The ideal neural-network input for checkers is a representation of the board state that preserves piece type, ownership, and turn information without making the model relearn obvious game structure from scratch. In practice, the strongest baseline is usually a compact board encoding built around the playable dark squares, with separate channels for men, kings, and side to move.

Core Sections

Start from the real geometry of the game

Standard checkers is played only on the dark squares of the 8 by 8 board. That means there are 32 playable positions, not 64 meaningful locations. A good input encoding should reflect that instead of wasting half the input on unused white squares.

The most common choices are:

• a flat 32-square representation for dense networks
• an 8 by 8 multi-channel tensor for convolutional networks

Both can work. The better one depends on the model architecture.

A practical 32-square encoding

For a simple feed-forward network, encode each playable square numerically or with one-hot channels. One clean scheme is four binary planes:

• current player's men
• opponent's men
• current player's kings
• opponent's kings

That gives a 32 x 4 binary representation.

1import numpy as np
2
3# Example with 32 playable squares and 4 channels
4state = np.zeros((32, 4), dtype=np.float32)
5
6# Square 0 contains the current player's man
7state[0, 0] = 1.0
8
9# Square 5 contains the opponent's king
10state[5, 3] = 1.0
11
12flat_input = state.reshape(-1)
13print(flat_input.shape)  # 128 values

This encoding is compact, easy to generate, and avoids conflating kings with normal pieces.

Add side-to-move explicitly

The same board can have a different value depending on whose turn it is. If you omit the side to move, the network has incomplete information. Add a dedicated scalar or channel for turn.

side_to_move = np.array([1.0], dtype=np.float32)  # 1.0 for current player, 0.0 otherwise
model_input = np.concatenate([flat_input, side_to_move])

Without that bit, the network may assign the same value to positions that are strategically very different.

When an 8 by 8 tensor is better

If you want to use convolutional layers, keeping the spatial structure of the board can help.
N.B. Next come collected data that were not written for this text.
PR #5809, opened 2016-12-15
Fixes/flexible parent+child classes

jrief:
In django-CMS version 3.4, the method to determine if plugins are allowed as child and/or parent plugins, has changed a lot.

This is causing major problems in djangocms-cascade, since there I have to determine possible relationships dynamically. This means that depending on where inside the placeholder tree a plugin is located, possible parent and/or child relations can be allowed or denied.

Therefore I looked for alternatives and one proposal to fix it, would be to optionally pass in the current plugin instance to the classmethods ``CMSPlugin.get_child_classes(...)`` and ``CMSPlugin.get_parent_classes(...)``. Additionally I have to deactivate the placeholder caching for these plugins, since the list of allowed child- and parent-classes then has to be build dynamically.

This PR depends on #5799. If we can agree on it, I'll add some documentation and tests.


czpython:
Hello @jrief,
I'm not very familiar with djangocms-cascade but this change for me is a no-go as it adds more complexity to this mechanism.
Prior to the changes in 3.3.x, the plugin parent fetching also did not have any kind of awareness of the plugin instance.

That said, let's discuss how we can help with djangocms-cascade and then if it makes sense for other apps/projects then we can look into a change on the django CMS core.

jrief:
@czpython In CMS version 3.3 the plugins had an attribute pointing to the current instance. I used that to determine the dynamic properties of the tree.

Since ``get_parent_classes`` and ``get_child_classes``, now are classmethods, this option is not available anymore.

If this feature request is rejected, how would you propose to implement dynamic parent- and child-relationships? If I can not find an alternative solution for this, it's a huge setback for djangocms-cascade.

czpython:
You mean the `cms_plugin_instance`? This was a really nasty internal.. but I see your point.
Can you explain a bit on what logic you're currently using to determine parent classes and child classes for plugins in djangocms-cascade?

jrief:
Yes, ``cms_plugin_instance`` was the then only working approach until version 3.3.

BTW, did you ever try Cascade? It is the primary plugin ecosystem in django-SHOP, so if you want to get a quick look, please download a fully working Docker container as explained here: http://django-shop.readthedocs.io/en/latest/tutorial/quickstart.html

On the first Django-CMS day in Florence, I gave a presentation about this concept. @yakky and @evildmp were present, so it would be great to hear about their opinions too.

In django-SHOP, if you open the checkout page in structure mode ( http://*my-docker-machine*:9001/en/cart/checkout/?edit ), there are a few Segment plugins. They can be considered as wrappers around other plugins, since they do not add any HTML logic and therefore a Segment-Plugin can be added anywhere in between. Now this would cause trouble for their children, since they must fulfill their constraints. Therefore a Segment plugin tries to bypass those children and parent constraints.

Many other plugins in Cascade use that same approach, for instance the Accordion Panel, the Tabset, the Processbar, etc. I named them "transparent" since they can be moved between two plugins without "disturbing" their natural parent-, child-classes constraints.

czpython:
@jrief I'll try to have a look this weekend but we're hitting code-freeze by the end of next week, so its very likely any change regarding this won't make it into 3.4.2

jrief:
I believe, that with the above patches everything works fins. Anyway, having context sensitive rules, which plugins can – and which can't be added, may be useful for other eco-system too.

With this patch, Cascade currently works very well, even better than before. Therefore it would be really helpful, if it is going to be merged.

jrief:
yesterday I've written a small blog post about this problem: 
https://plus.google.com/+JacobRief/posts/4moFBcDqpT1

czpython:
Hello @jrief,
I've spoken to Iacopo about this.
We agreed on the use-case, so we'll review the implementation once more and get back to you with any adjustments.

jrief:
Great! These are super good news for everybody using DjangoCMS-Cascade and Django-SHOP.

If my design proposal is accepted, I'll add the missing unit tests as soon as possible.

yakky:
Assigning to myself for a more in-depth review

jrief:
shall I start to add some unit tests for this feature request?

czpython:
Hello @jrief, 
We're having a board meeting next week.
I'll review this no later than this week and will bring it up for discussion at the meeting.

cms/plugin_base.py
```diff
@@ -115,6 +115,9 @@ class CMSPluginBase(six.with_metaclass(CMSPluginBaseMetaclass, admin.ModelAdmin)
 
     disable_child_plugins = False
 
+    child_plugins_cache = True
```
czpython: Please rename these to:

`cache_child_classes`
`cache_parent_classes`

cms/templatetags/cms_js_tags.py
```diff
@@ -45,10 +45,20 @@ def render_placeholder_toolbar_js(placeholder, render_language, content_renderer
     )
 
     def _render_plugin_js(plugin):
+        if plugin.plugin_type in plugin_children:
```
czpython: please use a try/except instead of an if for both:

```python
try:
    child_classes = plugin_children[plugin.plugin_type]
except KeyError:
    # Plugin has opted out of the cached child classes
    # cache_child_classes is set to False
    child_classes = plugin.plugin_class.get_child_classes(slot=slot, page=page, instance=plugin)
```

cms/plugin_base.py
czpython: Also above these two add a comment warning the user that disabling these will result in a performance hit depending on how many of these plugins are found on the page.

cms/templatetags/cms_js_tags.py
```diff
@@ -45,10 +45,20 @@ def render_placeholder_toolbar_js(placeholder, render_language, content_renderer
...
+            child_classes = plugin_children[plugin.plugin_type]
+        else:
+            child_classes = plugin.plugin_class.get_child_classes(slot=slot, page=page, instance=plugin)
```
czpython: I believe this is an `AttributeError`.. plugin instances don't have a `plugin_class` attribute.

jrief:
I hope, that I changed all your annotations.

For CMS plugins, I believe we can rely on ``plugin.plugin_type`` always being there.

jrief:
@czpython any change requests still open?

bittner:
I'm getting a `TypeError: get_parent_classes() missing 1 required positional argument: 'page'` with

- Django==1.9.12
- django-cms==3.4.2
- djangocms-cascade==0.11.3

At first sight the problem seems not directly related to Cascade. According to the 3.4.2 release notes the "CMSPlugin.get_parent_classes() [was changed] from method to classmethod". Now all old cms plugins are potentially broken. Will that stay the same or is there a chance this will be reverted again?

Details
-------
The error is raised by something as simple as an `object` in a template:
``` django
{% for object in objects_list %}
    <li class="wow fadeInUp" data-wow-delay="0.{{ forloop.counter0 }}s">
        <figure><img src="{{ object.image.url }}" alt="{{ object.alt_text }}"></figure>
        <div class="caption">
            {% if object.link %}<a href="{{ object.link.get_public_url }}">{{ object.link_label|safe }}</a>{% endif %}
            {% if object.text %}<p>{{ object.text|safe }}</p>{% endif %}
        </div>
    </li>
{% endfor %}
```

django.template:
``` django
Exception while resolving variable 'object' in template 'holiday_theme/plugin_circle_images_gallery.html'.
```

exception:
``` django
TypeError: get_parent_classes() missing 1 required positional argument: 'page'
```

electroniceagle:
@czpython, Are there any missing changes?  I'm about to give this PR a try.
@bittner, try the https://github.com/jrief/djangocms-cascade/tree/releases/0.12.x branch if you implement this pull request

czpython:
@jrief @electroniceagle 
I've been quite busy so I've not been able to have another look.
That said, my comment about the `AttributeError` has not been addressed.

cms/templatetags/cms_js_tags.py
```diff
@@ -45,10 +45,20 @@ def render_placeholder_toolbar_js(placeholder, render_language, content_renderer
...
     def _render_plugin_js(plugin):
+        try:
+            child_classes = plugin_children[plugin.plugin_type]
+        except KeyError:
+            child_classes = plugin.plugin_class.get_child_classes(slot=slot, page=page, instance=plugin)
+
+        try:
+            parent_classes = plugin_parents[plugin.plugin_type]
+        except KeyError:
+            parent_classes = plugin.plugin_class.get_parent_classes(slot=slot, page=page, instance=plugin)
```
czpython: This throws an `AttributeError`

cms/templatetags/cms_js_tags.py
```diff
@@ -45,10 +45,20 @@ def render_placeholder_toolbar_js(placeholder, render_language, content_renderer
     )
 
     def _render_plugin_js(plugin):
+        try:
+            child_classes = plugin_children[plugin.plugin_type]
+        except KeyError:
+            child_classes = plugin.plugin_class.get_child_classes(slot=slot, page=page, instance=plugin)
```
czpython: This throws an `AttributeError`

jrief: Sorry that slipped under my radar.
The current patch should fix it.

cms/templatetags/cms_js_tags.py
jrief: Sorry that slipped under my radar.
The current patch should fix it.

jrief:
@czpython are there still any open change requests on this pull request?

cms/templatetags/cms_js_tags.py
```diff
@@ -48,12 +48,14 @@ def _render_plugin_js(plugin):
         try:
             child_classes = plugin_children[plugin.plugin_type]
         except KeyError:
-            child_classes = plugin.get_plugin_class().get_child_classes(slot=slot, page=page, instance=plugin)
+            plugin_class = plugin_pool.plugins[plugin.plugin_type]
```
jrief: btw. in order to avoid this, I added a method

```
    @cached_property
    def plugin_class(self):
        return self.get_plugin_class()
```

to my model inheriting from ``CMSPlugin``. Later on, I forgot about it, hence your correct annotation 12 days ago about the ``AttributeError`` when attempting to access the ``plugin_class``. What about adding that method directly to ``CMSPlugin``?

jrief:
Short annotation about the 3 failing unit tests, they all failed because of this error:
``OperationalError: (2006, 'MySQL server has gone away')``
which is not related to buggy code.
@czpython please restart them manually – I have no permissions for this

cms/templatetags/cms_js_tags.py
czpython: Its ok, adding the method to the class won't help us here as I still want to avoid calling method + pool for each plugin.

czpython:
Merged manually in:

https://github.com/divio/django-cms/commit/84c9b1bec721a4011094b467ae101f95b07f9e3b
https://github.com/divio/django-cms/commit/c9c4665b858e3e830bf8a98d3709bdb447171b2b
https://github.com/divio/django-cms/commit/63e51f37eabf08623e14e07d4d920d17640839ba

Thanks!

czpython:
I left https://github.com/divio/django-cms/pull/5809/commits/e639eb692b084a93a113fa5b379a8e004ebf9c1a out as django didn't deprecate `current_app` on reverse function.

In that case, use an 8 x 8 x C tensor and place zeros on unplayable light squares.

1board = np.zeros((8, 8, 4), dtype=np.float32)
2
3# Current player's man on row 5, column 0
4board[5, 0, 0] = 1.0
5
6# Opponent king on row 2, column 3
7board[2, 3, 3] = 1.0

This is a little less compact, but it preserves neighborhood relationships naturally for convolutional filters.

What extra features are worth adding

Useful optional features include:

• move count or ply number
• repetition or draw-rule counters if your rule set uses them
• legal-move mask for policy networks

Features that are usually not worth hand-coding early are deep tactical heuristics such as "bridge patterns" or "piece mobility scores." Those can help in classical engines, but for a neural baseline it is often better to start with clean board state plus side to move and then add complexity only if experiments justify it.

Keep the representation player-relative

A strong simplification is to encode the board from the perspective of the player to move. That means channel zero always means "my men" and channel one always means "opponent men," regardless of color. This reduces symmetry the model has to learn.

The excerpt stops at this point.